▶ **RECORDS FOR THIS EXERCISE**
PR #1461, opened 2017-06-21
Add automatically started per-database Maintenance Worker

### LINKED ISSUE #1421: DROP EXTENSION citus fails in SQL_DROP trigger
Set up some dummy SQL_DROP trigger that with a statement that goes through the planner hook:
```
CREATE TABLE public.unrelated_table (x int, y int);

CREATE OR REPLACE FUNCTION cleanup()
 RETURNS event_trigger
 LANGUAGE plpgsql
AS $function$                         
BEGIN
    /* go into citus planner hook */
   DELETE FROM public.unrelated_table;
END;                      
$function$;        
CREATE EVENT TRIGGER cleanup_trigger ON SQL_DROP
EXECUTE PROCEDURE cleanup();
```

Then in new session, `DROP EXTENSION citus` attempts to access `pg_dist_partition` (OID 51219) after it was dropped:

* * *

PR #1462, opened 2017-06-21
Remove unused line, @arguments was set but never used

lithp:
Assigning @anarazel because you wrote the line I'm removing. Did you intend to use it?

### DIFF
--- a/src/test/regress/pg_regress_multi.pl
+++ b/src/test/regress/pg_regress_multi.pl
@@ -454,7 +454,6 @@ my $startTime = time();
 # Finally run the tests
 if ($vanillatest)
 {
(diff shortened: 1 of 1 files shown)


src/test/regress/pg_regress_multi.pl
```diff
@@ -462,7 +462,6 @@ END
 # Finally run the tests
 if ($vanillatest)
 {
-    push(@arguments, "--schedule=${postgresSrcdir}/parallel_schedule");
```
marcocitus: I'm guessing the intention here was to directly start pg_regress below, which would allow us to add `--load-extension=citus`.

...

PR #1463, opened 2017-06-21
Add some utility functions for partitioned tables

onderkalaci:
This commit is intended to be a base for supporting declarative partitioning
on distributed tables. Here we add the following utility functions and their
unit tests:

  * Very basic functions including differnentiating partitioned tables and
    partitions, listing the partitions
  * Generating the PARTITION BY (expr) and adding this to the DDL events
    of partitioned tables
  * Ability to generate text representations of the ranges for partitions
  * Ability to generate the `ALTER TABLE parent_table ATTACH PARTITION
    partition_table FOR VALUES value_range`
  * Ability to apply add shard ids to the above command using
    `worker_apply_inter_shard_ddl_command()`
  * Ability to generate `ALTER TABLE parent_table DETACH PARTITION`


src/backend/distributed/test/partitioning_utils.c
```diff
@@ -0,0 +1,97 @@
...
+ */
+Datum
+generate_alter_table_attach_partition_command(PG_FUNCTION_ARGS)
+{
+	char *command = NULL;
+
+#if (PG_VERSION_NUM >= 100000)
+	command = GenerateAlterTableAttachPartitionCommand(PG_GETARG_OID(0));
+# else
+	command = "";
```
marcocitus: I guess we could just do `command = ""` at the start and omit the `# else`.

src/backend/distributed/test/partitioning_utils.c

▶ **EXERCISE DETAILS**
Return every line of the data above in which "arguments" appears.

▶ **RESPONSE TO THIS EXERCISE**
Remove unused line, @arguments was set but never used
-    push(@arguments, "--schedule=${postgresSrcdir}/parallel_schedule");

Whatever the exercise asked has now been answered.